PR #303, opened 2021-10-27
Migrate to Emotion

Andarist:


patches/babel-plugin-emotion+10.2.2.patch
```diff
@@ -0,0 +1,112 @@
+diff --git a/node_modules/babel-plugin-emotion/dist/babel-plugin-emotion.cjs.dev.js b/node_modules/babel-plugin-emotion/dist/babel-plugin-emotion.cjs.dev.js
```
kylegach, line 1: Can you share more about this patch?

Andarist: This basically makes the plugin to handle styled imports from your theming package - instead of the `@emotion/styled` pkg.

Most importantly this makes "components as selectors" to work. In v11 we have a babel plugin option to tell us which imports are just wrapper/proxies to our APIs so that could be just configured in the v11. But since you are stuck at v10 i had to hack this with patch-package in all of your repos

kylegach: Aha. Thanks for explaining! 👍

kylegach (approved):
Thanks, @Andarist! Changes look good to me. 👍

winkerVSbecks:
★ ★ ★
▶ _PROBLEM TO SOLVE_
Here the job is to output the lines from the start of the material through the line with "Andarist: This basically", inclusive, exactly and with nothing else.

▶ _COMPLETED TASK_
PR #303, opened 2021-10-27
Migrate to Emotion

Andarist:


patches/babel-plugin-emotion+10.2.2.patch
```diff
@@ -0,0 +1,112 @@
+diff --git a/node_modules/babel-plugin-emotion/dist/babel-plugin-emotion.cjs.dev.js b/node_modules/babel-plugin-emotion/dist/babel-plugin-emotion.cjs.dev.js
```
kylegach, line 1: Can you share more about this patch?

Andarist: This basically makes the plugin to handle styled imports from your theming package - instead of the `@emotion/styled` pkg.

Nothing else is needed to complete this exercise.